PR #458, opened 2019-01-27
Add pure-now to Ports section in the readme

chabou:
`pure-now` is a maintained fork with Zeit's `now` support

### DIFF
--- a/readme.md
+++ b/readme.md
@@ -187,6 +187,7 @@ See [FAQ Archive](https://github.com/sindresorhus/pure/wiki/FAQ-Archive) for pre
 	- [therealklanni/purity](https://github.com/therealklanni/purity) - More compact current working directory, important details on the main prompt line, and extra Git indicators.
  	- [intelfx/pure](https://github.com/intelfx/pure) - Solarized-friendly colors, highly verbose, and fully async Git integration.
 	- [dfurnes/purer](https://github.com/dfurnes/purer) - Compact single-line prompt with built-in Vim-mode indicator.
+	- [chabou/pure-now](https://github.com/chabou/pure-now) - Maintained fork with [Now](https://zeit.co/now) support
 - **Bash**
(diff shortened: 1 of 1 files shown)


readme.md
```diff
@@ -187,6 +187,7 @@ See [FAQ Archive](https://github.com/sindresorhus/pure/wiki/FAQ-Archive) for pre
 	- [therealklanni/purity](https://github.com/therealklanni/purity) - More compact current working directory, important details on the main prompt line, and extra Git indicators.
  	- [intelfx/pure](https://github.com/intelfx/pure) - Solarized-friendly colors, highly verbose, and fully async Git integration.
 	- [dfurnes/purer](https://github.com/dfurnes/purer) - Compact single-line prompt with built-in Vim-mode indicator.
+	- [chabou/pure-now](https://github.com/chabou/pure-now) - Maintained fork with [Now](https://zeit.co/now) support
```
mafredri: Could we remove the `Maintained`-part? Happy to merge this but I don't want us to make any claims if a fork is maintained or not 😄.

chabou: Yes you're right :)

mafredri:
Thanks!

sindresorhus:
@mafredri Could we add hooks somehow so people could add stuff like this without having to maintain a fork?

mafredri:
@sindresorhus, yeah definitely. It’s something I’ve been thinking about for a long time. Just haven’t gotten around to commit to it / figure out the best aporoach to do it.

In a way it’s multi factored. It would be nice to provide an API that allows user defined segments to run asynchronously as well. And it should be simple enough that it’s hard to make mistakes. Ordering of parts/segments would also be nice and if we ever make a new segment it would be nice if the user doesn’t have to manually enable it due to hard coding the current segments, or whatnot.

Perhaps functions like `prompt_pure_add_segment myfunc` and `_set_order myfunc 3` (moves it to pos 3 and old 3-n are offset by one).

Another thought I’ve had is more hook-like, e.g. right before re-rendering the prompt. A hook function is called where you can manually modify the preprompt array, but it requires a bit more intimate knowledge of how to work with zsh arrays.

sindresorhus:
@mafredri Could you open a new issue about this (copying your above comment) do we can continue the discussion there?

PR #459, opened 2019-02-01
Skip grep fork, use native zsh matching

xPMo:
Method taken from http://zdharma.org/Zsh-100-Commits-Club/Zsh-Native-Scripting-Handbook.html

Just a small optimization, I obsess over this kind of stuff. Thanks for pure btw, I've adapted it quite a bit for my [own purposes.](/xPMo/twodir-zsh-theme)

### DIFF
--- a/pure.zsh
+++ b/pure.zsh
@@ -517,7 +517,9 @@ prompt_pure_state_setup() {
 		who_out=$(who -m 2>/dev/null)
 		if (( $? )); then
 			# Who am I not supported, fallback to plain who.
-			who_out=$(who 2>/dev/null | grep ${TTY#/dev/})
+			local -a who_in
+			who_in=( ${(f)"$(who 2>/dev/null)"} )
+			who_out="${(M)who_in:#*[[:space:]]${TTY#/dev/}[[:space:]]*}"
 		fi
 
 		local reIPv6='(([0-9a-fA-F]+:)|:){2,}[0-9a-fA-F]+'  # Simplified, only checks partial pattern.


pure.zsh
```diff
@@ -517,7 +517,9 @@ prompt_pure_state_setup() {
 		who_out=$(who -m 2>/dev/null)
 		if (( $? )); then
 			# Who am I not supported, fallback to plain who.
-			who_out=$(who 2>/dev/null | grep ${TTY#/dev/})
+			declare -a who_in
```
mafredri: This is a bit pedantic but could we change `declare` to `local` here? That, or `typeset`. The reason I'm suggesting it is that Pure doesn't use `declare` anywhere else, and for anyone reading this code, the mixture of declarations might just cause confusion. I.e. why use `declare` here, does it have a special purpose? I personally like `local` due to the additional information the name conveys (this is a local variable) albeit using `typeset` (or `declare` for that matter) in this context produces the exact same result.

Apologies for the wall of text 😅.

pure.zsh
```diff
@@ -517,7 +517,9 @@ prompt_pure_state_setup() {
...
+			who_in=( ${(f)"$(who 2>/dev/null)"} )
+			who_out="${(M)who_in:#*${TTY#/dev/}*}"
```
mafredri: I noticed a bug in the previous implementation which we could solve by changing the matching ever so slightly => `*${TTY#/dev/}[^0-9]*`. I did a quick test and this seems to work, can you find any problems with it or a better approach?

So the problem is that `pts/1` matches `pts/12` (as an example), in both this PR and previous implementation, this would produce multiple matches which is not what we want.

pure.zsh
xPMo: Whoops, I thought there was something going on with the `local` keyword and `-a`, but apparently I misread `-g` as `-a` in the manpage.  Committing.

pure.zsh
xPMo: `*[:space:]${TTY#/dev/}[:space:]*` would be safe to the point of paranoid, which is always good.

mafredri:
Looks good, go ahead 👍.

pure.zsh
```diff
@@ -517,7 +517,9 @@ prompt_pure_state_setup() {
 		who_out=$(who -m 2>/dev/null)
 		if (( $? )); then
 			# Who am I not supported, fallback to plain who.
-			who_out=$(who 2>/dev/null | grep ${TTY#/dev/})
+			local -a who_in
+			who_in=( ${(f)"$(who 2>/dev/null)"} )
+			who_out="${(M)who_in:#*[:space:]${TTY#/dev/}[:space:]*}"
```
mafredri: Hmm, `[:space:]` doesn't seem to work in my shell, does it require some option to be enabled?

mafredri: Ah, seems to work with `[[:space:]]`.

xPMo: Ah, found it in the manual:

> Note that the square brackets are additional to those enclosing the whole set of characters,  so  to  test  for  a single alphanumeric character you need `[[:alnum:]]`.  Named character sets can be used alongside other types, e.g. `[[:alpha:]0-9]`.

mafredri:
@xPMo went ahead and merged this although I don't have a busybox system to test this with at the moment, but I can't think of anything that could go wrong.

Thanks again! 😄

********

### Work to be completed
Copy out the lines above that hold the string "matching".

### Solution below
Skip grep fork, use native zsh matching
mafredri: I noticed a bug in the previous implementation which we could solve by changing the matching ever so slightly => `*${TTY#/dev/}[^0-9]*`. I did a quick test and this seems to work, can you find any problems with it or a better approach?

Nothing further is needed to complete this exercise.